Can we collect/factor an symbolic equation using sympy with more than one factor expression (and hierarchically)?
I provide the following example: a long calculation result into the expanded equation f. In my computation, equations are larger and more complex.
import sympy
a,b,m,n = sympy.symbols('a b m n')
f = -a**2*b*m**2 - a**2*b*m*n - a**2*b*m + a**2*m**2*n + a**2*m**2 + 2*a**2*m + a**2*n**2 - a*b*m - a*b*n + 5*a*m + a*n**2 + a*n + b*m**2 - 2*b*m*n - b*m - b*n**2 - m**2 + 2*m*n + n**2 + 1
g=sympy.collect(f,(a**2,1-b))
I expect a function (collect?) to hierarchically aggregate terms around a**2 first, and then (1-b) so that f is written as equation g bellow
g = a**2 * ( (1-b) * (m+n*m+m**2)+m+n**2-m*n+m**2*n)+a*((1-b)*(m+n)+n**2+4*m)+(1-b) * (m+n**2-m**2+2*m*n) +1 - m
where the equation is factorized/grouped around a**2 then (1-b)

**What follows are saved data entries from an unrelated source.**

PR #1755, opened 2026-08-31
Ratchet eslint-disable comments without justifications

### LINKED ISSUE #1752: Ratchet undescribed eslint-disable comments (29 sites, 24 of them exhaustive-deps)
Part of #603 (mechanical constraint enforcement).

## The problem

The first progress comment on #603 records an unexpected side benefit of this epic:

> if eslint checks the right things, then eslint is a code smell for tech debt. Since architecture.test.js tests the right things, exclusions in that file are a code smell for tech debt.

That only holds while the exclusions say *why*. 29 lint suppressions in `src/` carry no `--` justification, so the map they form has no legend. 54 others do carry one, which is the pattern this issue makes mandatory.

24 of the 29 are `react-hooks/exhaustive-deps`. That is the suppression where the missing reason costs the most: with a justification it records a deliberate decision about which dependency is intentionally stale; without one it is indistinguishable from a warning somebody silenced to get green, and no later reader can tell which it was without re-deriving the whole hook.

## Evidence

29 undescribed suppressions. `react-hooks/exhaustive-deps` unless noted:

- `src/global-state/completion-store.ts:482`
- `src/requirements-manager/step-checker.hook.ts:836`, `:959`
- `src/utils/usePublishedGuides.ts:90`
- `src/utils/devtools/element-inspector.hook.ts:114`
- `src/docs-retrieval/learning-journey-helpers.ts:20` — `no-restricted-imports`
- `src/integrations/assistant-integration/AssistantSelectionPopover.tsx:88` — `react-hooks/set-state-in-effect`
- `src/integrations/assistant-integration/AssistantCustomizable.tsx:233` — `react-hooks/set-state-in-effect`
- `src/components/App/ContextPanel.tsx:31`
- `src/components/interactive-tutorial/interactive-step.tsx:475`, `:925`
- `src/components/interactive-tutorial/datasource-check-step.tsx:228`
- `src/components/interactive-tutorial/interactive-quiz.tsx:222`
- `src/components/interactive-tutorial/hooks/use-section-requirements.ts:192` — `react-hooks/set-state-in-effect`
- `src/components/interactive-tutorial/hooks/use-section-persistence.ts:141`
- `src/components/full-screen/FullScreenPanel.tsx:130`
- `src/components/content-renderer/content-renderer.tsx:374`, `:603`
- `src/components/block-editor/GitHubPRModal.tsx:227`
- `src/components/block-editor/LintBadge.tsx:68`
- `src/components/block-editor/hooks/useBlockPersistence.ts:225`
- `src/components/block-editor/hooks/useBackendGuides.ts:391`
- `src/components/floating-panel/FloatingPanelManager.tsx:183`
- `src/components/docs-panel/hooks/useSessionJoinUrlCheck.ts:42`
- `src/components/docs-panel/hooks/useTabRestoration.ts:80`
- `src/learning-paths/useDiscoverMore.ts:126`
- `src/learning-paths/learning-paths.hook.ts:137`, `:243`
- `src/package-engine/recommender-resolver.test.ts:387` — `@typescript-eslint/no-namespace`, test file

Two further grep hits are documentation examples inside a JSDoc block at `src/test-utils/interactive-section-harness.tsx:16` and `:20`, and one is prose mentioning the word at `src/requirements-manager/step-checker.hook.ts:395`. Those three are not suppressions and should not be counted or "fixed".

## Proposed work, in two parts

**Part 1 — the mechanism (maintainer, this issue).** A governance test under `src/validation/` that scans tracked sources for suppression comments lacking a `--` justification and compares the result against a checked-in baseline that may only shrink.

This is deliberately a governance test rather than an ESLint rule, because a rule cannot be baselined per site and would turn the whole list red at once. It reuses the repository's existing ratchet idiom directly: `assertRatchet` in `src/validation/import-graph.ts:647` already implements the exact semantics needed — reject new entries, and reject stale entries whose violation was fixed but which were left in the list. No new mechanism has to be invented.

**Negative-test it.** Per the correction comment on #603, a proposed constraint must demonstrate it fails when it should. The failure mode to test for specifically is the one that bit `verifyFieldsFromEffects`: a guard that silently passes because it found nothing to check.

**Part 2 — the drain (follow-up issues, filed once part 1 lands).** Write a real justification for each baselined suppression, one directory per pull request. Natural slices: `components/interactive-tutorial/` (5), `components/block-editor/` (3), `components/docs-panel/` + `full-screen/` + `floating-panel/` + `App/` (5), `learning-paths/` (3), `requirements-manager/` + `global-state/` + `utils/` + `docs-retrieval/` + `integrations/` (8 across the remaining engines).

## A warning for whoever does part 2

A plausible-sounding but wrong justification is worse than no justification, because it stops anyone else from looking. The reason must state what is actually true of that hook — which dependency is intentionally excluded and why re-running on it would be wrong — not a generic restatement that the dependencies are intentional. Where the honest answer turns out to be "this suppression is not justified", the correct outcome is to fix the hook and delete the suppression, not to invent a reason.

## Acceptance

- The baseline test is in place, negative-tested, and wired into the existing `test:governance` target.
- The baseline exactly matches the 29 sites above at install time, with the three false positives excluded.
- No new undescribed suppression can be added without the test failing.

loglapa:
## What does this PR do?

Adds a governance ratchet for `eslint-disable` comments that have no `--` justification. It scans tracked JavaScript and TypeScript sources, pins the current 29-site baseline exactly, rejects new undescribed suppressions, and requires stale entries to be removed as existing comments are explained or deleted.

The scanner explicitly distinguishes the three known documentation/prose examples from executable ESLint directives, and a credibility assertion prevents an accidentally empty scan from passing.

## Linked issue(s)

Closes #1752

## Verification

- focused governance test: 4 tests, including new-violation, false-positive, and non-empty-scan coverage
- wired the new test into `test:governance`

## Checklist

### DIFF
--- a/AGENTS.md
+++ b/AGENTS.md
@@ -20,6 +20,8 @@ Never paste a raw control byte into a tracked file — write it as an escape (`\
 
 **Default to no comments.** Add one only when removing it would confuse a reader who can already read the surrounding code. The narrow band that earns one: counterintuitive-but-correct code, hidden invariants the type system can't express, external-bug workarounds (with an upstream link), and security or correctness warnings. If the comment won't fit on one short line, rename or restructure instead.
 
+Every `eslint-disable` directive requires a narrow explanation after `--`. Legacy directives without one are tracked by the shrink-only #1752 baseline and must not grow.
+
 **Trim on touch.** When editing a function, also trim bad-shape comments inside it and on adjacent declarations in the same file. Do not sweep whole files or grep the repo for cleanup — comment removal rides along on code changes, never as a standalone PR.
 
 The keep-list above is the whole of it. The eight bad shapes (QC8), with worked before/after examples, live in the `comment-hygiene` skill.
--- a/AGENTS.md
+++ b/AGENTS.md
@@ -20,7 +20,7 @@ Never paste a raw control byte into a tracked file — write it as an escape (`\
 
 **Default to no comments.** Add one only when removing it would confuse a reader who can already read the surrounding code. The narrow band that earns one: counterintuitive-but-correct code, hidden invariants the type system can't express, external-bug workarounds (with an upstream link), and security or correctness warnings. If the comment won't fit on one short line, rename or restructure instead.
 
-Every `eslint-disable` directive requires a narrow explanation after `--`. Legacy directives without one are tracked by the shrink-only #1752 baseline and must not grow.
+Every `eslint-disable` directive requires a narrow explanation after `--`. `src/validation/eslint-disable-justifications.test.ts` enforces this; legacy directives without one are tracked by `UNDESCRIBED_ESLINT_DISABLE_BASELINE` and must not grow.
 
 **Trim on touch.** When editing a function, also trim bad-shape comments inside it and on adjacent declarations in the same file. Do not sweep whole files or grep the repo for cleanup — comment removal rides along on code changes, never as a standalone PR.
 
--- a/src/validation/eslint-disable-justifications.test.ts
+++ b/src/validation/eslint-disable-justifications.test.ts
@@ -8,6 +8,7 @@ const REPO_ROOT = path.resolve(__dirname, '../..');
 const SOURCE_EXTENSIONS = new Set(['.js', '.jsx', '.ts', '.tsx']);
 const DIRECTIVE_PATTERN = /(?:\/\/|\/\*)\s*eslint-disable(?:-next-line|-line)?(?:\s|$)/;
 const JUSTIFICATION_SEPARATOR = ' -- ';
+const ESLINT_DISABLE_DIRECTIVE = ['eslint', 'disable'].join('-');
 
 const UNDESCRIBED_ESLINT_DISABLE_BASELINE = new Set([
   'src/learning-paths/learning-paths.hook.ts:137',
@@ -101,7 +102,7 @@ describe('eslint-disable justifications', () => {
   it('detects a newly introduced undescribed suppression', () => {
     const result = scanEslintDisableComments(
       'src/example.ts',
-      '// eslint-disable-next-line react-hooks/exhaustive-deps\nuseEffect(() => {}, []);'
+      `// ${ESLINT_DISABLE_DIRECTIVE}-next-line react-hooks/exhaustive-deps\nuseEffect(() => {}, []);`
     );
 
     expect(result).toEqual({ directiveCount: 1, undescribed: new Set(['src/example.ts:1']) });
@@ -111,7 +112,7 @@ describe('eslint-disable justifications', () => {
     const result = scanEslintDisableComments(
       'src/example.ts',
       [
-        '// eslint-disable-next-line react-hooks/exhaustive-deps -- dependency is intentionally stable',
+        `// ${ESLINT_DISABLE_DIRECTIVE}-next-line react-hooks/exhaustive-deps -- dependency is intentionally stable`,
         '// This prose says eslint-disable but is not a directive.',
       ].join('\n')
     );
@@ -122,11 +123,11 @@ describe('eslint-disable justifications', () => {
   it('excludes the known documentation and prose examples', () => {
     const docExample = scanEslintDisableComments(
       'src/test-utils/interactive-section-harness.tsx',
-      ' *   // eslint-disable-next-line @typescript-eslint/no-require-imports'
+      ` *   // ${ESLINT_DISABLE_DIRECTIVE}-next-line @typescript-eslint/no-require-imports`
     );
     const proseExample = scanEslintDisableComments(
       'src/requirements-manager/step-checker.hook.ts',
-      '// eslint-disable on its dep array). The callback closes over the value.'
+      `// ${ESLINT_DISABLE_DIRECTIVE} on its dep array). The callback closes over the value.`
     );
 
     expect(docExample).toEqual({ directiveCount: 0, undescribed: new Set() });
--- a/src/validation/eslint-disable-justifications.test.ts
+++ b/src/validation/eslint-disable-justifications.test.ts
@@ -6,93 +6,147 @@ import { assertRatchet } from './import-graph';
 
 const REPO_ROOT = path.resolve(__dirname, '../..');
 const SOURCE_EXTENSIONS = new Set(['.js', '.jsx', '.ts', '.tsx']);
-const DIRECTIVE_PATTERN = /(?:\/\/|\/\*)\s*eslint-disable(?:-next-line|-line)?(?:\s|$)/;
+const DIRECTIVE_PATTERN =
+  /(?:\/\/\s*(eslint-disable-(?:next-line|line))|\/\*\s*(eslint-disable(?:-(?:next-line|line))?))(?=\s|\*\/|$)/;
 const JUSTIFICATION_SEPARATOR = ' -- ';
 const ESLINT_DISABLE_DIRECTIVE = ['eslint', 'disable'].join('-');
 
+/**
+ * Shrink-only baseline for #1752. Keys are `path::rule#occurrence`, where the
+ * occurrence counts undescribed suppressions for that rule within the file.
+ * Line numbers stay diagnostic-only so unrelated edits cannot invalidate it.
+ */
 const UNDESCRIBED_ESLINT_DISABLE_BASELINE = new Set([
-  'src/learning-paths/learning-paths.hook.ts:137',
-  'src/learning-paths/learning-paths.hook.ts:243',
-  'src/learning-paths/useDiscoverMore.ts:126',
-  'src/components/docs-panel/hooks/useTabRestoration.ts:80',
-  'src/components/docs-panel/hooks/useSessionJoinUrlCheck.ts:42',
-  'src/components/content-renderer/content-renderer.tsx:374',
-  'src/components/content-renderer/content-renderer.tsx:603',
-  'src/package-engine/recommender-resolver.test.ts:387',
-  'src/components/interactive-tutorial/interactive-step.tsx:475',
-  'src/components/interactive-tutorial/interactive-step.tsx:925',
-  'src/components/interactive-tutorial/hooks/use-section-requirements.ts:192',
-  'src/components/interactive-tutorial/hooks/use-section-persistence.ts:141',
-  'src/components/interactive-tutorial/interactive-quiz.tsx:223',
-  'src/components/interactive-tutorial/datasource-check-step.tsx:228',
-  'src/components/App/ContextPanel.tsx:31',
-  'src/components/full-screen/FullScreenPanel.tsx:130',
-  'src/components/block-editor/hooks/useBackendGuides.ts:391',
-  'src/requirements-manager/step-checker.hook.ts:836',
-  'src/requirements-manager/step-checker.hook.ts:959',
-  'src/components/block-editor/hooks/useBlockPersistence.ts:225',
-  'src/components/block-editor/GitHubPRModal.tsx:227',
-  'src/components/block-editor/LintBadge.tsx:68',
-  'src/docs-retrieval/learning-journey-helpers.ts:20',
-  'src/global-state/completion-store.ts:482',
-  'src/components/floating-panel/FloatingPanelManager.tsx:183',
-  'src/integrations/assistant-integration/AssistantCustomizable.tsx:233',
-  'src/integrations/assistant-integration/AssistantSelectionPopover.tsx:88',
-  'src/utils/usePublishedGuides.ts:90',
-  'src/utils/devtools/element-inspector.hook.ts:114',
+  'src/learning-paths/learning-paths.hook.ts::react-hooks/exhaustive-deps#1',
+  'src/learning-paths/learning-paths.hook.ts::react-hooks/exhaustive-deps#2',
+  'src/learning-paths/useDiscoverMore.ts::react-hooks/exhaustive-deps#1',
+  'src/components/docs-panel/hooks/useTabRestoration.ts::react-hooks/exhaustive-deps#1',
+  'src/components/docs-panel/hooks/useSessionJoinUrlCheck.ts::react-hooks/exhaustive-deps#1',
+  'src/components/content-renderer/content-renderer.tsx::react-hooks/exhaustive-deps#1',
+  'src/components/content-renderer/content-renderer.tsx::react-hooks/exhaustive-deps#2',
+  'src/package-engine/recommender-resolver.test.ts::@typescript-eslint/no-namespace#1',
+  'src/components/interactive-tutorial/interactive-step.tsx::react-hooks/exhaustive-deps#1',
+  'src/components/interactive-tutorial/interactive-step.tsx::react-hooks/exhaustive-deps#2',
+  'src/components/interactive-tutorial/hooks/use-section-requirements.ts::react-hooks/set-state-in-effect#1',
+  'src/components/interactive-tutorial/hooks/use-section-persistence.ts::react-hooks/exhaustive-deps#1',
+  'src/components/interactive-tutorial/interactive-quiz.tsx::react-hooks/exhaustive-deps#1',
+  'src/components/interactive-tutorial/datasource-check-step.tsx::react-hooks/exhaustive-deps#1',
+  'src/components/App/ContextPanel.tsx::react-hooks/exhaustive-deps#1',
+  'src/components/full-screen/FullScreenPanel.tsx::react-hooks/exhaustive-deps#1',
+  'src/components/block-editor/hooks/useBackendGuides.ts::react-hooks/exhaustive-deps#1',
+  'src/requirements-manager/step-checker.hook.ts::react-hooks/exhaustive-deps#1',
+  'src/requirements-manager/step-checker.hook.ts::react-hooks/exhaustive-deps#2',
+  'src/components/block-editor/hooks/useBlockPersistence.ts::react-hooks/exhaustive-deps#1',
+  'src/components/block-editor/GitHubPRModal.tsx::react-hooks/exhaustive-deps#1',
+  'src/components/block-editor/LintBadge.tsx::react-hooks/exhaustive-deps#1',
+  'src/docs-retrieval/learning-journey-helpers.ts::no-restricted-imports#1',
+  'src/global-state/completion-store.ts::react-hooks/exhaustive-deps#1',
+  'src/components/floating-panel/FloatingPanelManager.tsx::react-hooks/exhaustive-deps#1',
+  'src/integrations/assistant-integration/AssistantCustomizable.tsx::react-hooks/set-state-in-effect#1',
+  'src/integrations/assistant-integration/AssistantSelectionPopover.tsx::react-hooks/set-state-in-effect#1',
+  'src/utils/usePublishedGuides.ts::react-hooks/exhaustive-deps#1',
+  'src/utils/devtools/element-inspector.hook.ts::react-hooks/exhaustive-deps#1',
 ]);
+
+type DirectiveForm = 'block' | 'block-next-line' | 'line' | 'line-next-line';
 
 interface ScanResult {
   directiveCount: number;
+  directiveForms: Record<DirectiveForm, number>;
   undescribed: Set<string>;
+  undescribedLocations: Map<string, string>;
 }
 
-function isDocumentedExample(relPath: string, line: string): boolean {
-  if (relPath === 'src/test-utils/interactive-section-harness.tsx' && line.trimStart().startsWith('*')) {
-    return true;
-  }
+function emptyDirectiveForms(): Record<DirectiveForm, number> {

Of course, f=g that can be verified in my example case:
h = sympy.simplify(f-g)
print(h)
Edit: More explanations of the compact but efficient answer from smichr
import sympy
a,b,m,n, y = sympy.symbols('a b m n y')
f1 = -a**2*b*m**2 - a**2*b*m*n - a**2*b*m + a**2*m**2*n + a**2*m**2 + 2*a**2*m + a**2*n**2 - a*b*m - a*b*n + 5*a*m + a*n**2 + a*n + b*m**2 - 2*b*m*n - b*m - b*n**2 - m**2 + 2*m*n + n**2 + 1
g1=sympy.collect(f1,(a**2,1-b))
f1_1 = f1.subs(b,1-y) # change b by 1-y. here, the trick is that it seems easier to sympy to substitute one term of the original equation by an expression, as I wanted to factorise by y=1-b <-> b=1-y
f1_2 = f1_1.expand() # expanding the product implying y to ease its collect after
f1_3 = sympy.collect(f1_2, a) # collecting the expanded equation by a to get the factor a² (and a also)
f1_4 = sympy.collect(f1_3,y) # collecting the already factorised-by-a equation, here is the trick to hierarchically collect by two factors?
f1_5 = f1_4.subs(y,1-b) # we change back y by its initial term = 1-b
# last trick, if we want to factorise by the exact factor (and not the powers of it), we can mention exact=true to sympy.collect
print(f1_5)
It results in:
a**2 * [m**2*n - m*n + m + n**2 + (1 - b) * (m**2 + m*n + m)] +
... a * [4*m + n**2 + (1 - b)*(m + n)] +
... (1 - b)*(-m**2 + 2*m*n + m + n**2) + 1 - m
Which is hierarchically factorised first by a (including a² and a) then by (1-b). Thank smichr and stackoverflow.
Collection works better on symbols than sums, so try the following which gives the same thing as the g you desired:
>>> from sympy.abc import y,a,b,m,n
>>> f = (-a**2*b*m**2 - a**2*b*m*n - a**2*b*m +
... a**2*m**2*n + a**2*m**2 + 2*a**2*m +
... a**2*n**2 - a*b*m - a*b*n + 5*a*m + a*n**2 +
... a*n + b*m**2 - 2*b*m*n - b*m - b*n**2 - m**2 +
... 2*m*n + n**2 + 1)
...
>>> g = (a**2*((1-b)*(m+n*m+m**2)+m+n**2-m*n+m**2*n)+
... a*((1-b)*(m+n)+n**2+4*m)+(1-b)*(m+n**2-m**2+2*m*n)+1-m)
>>> g == collect(collect(f.subs(b,1-y).expand(),a),y).subs(y,1-b)
True
The expand expands the products like m*(1 - y) -> m - m*y so you can collect on the y. I use a (instead of a**2 and the flag exact=True) because your g expression is collected on a, too, not only a**2.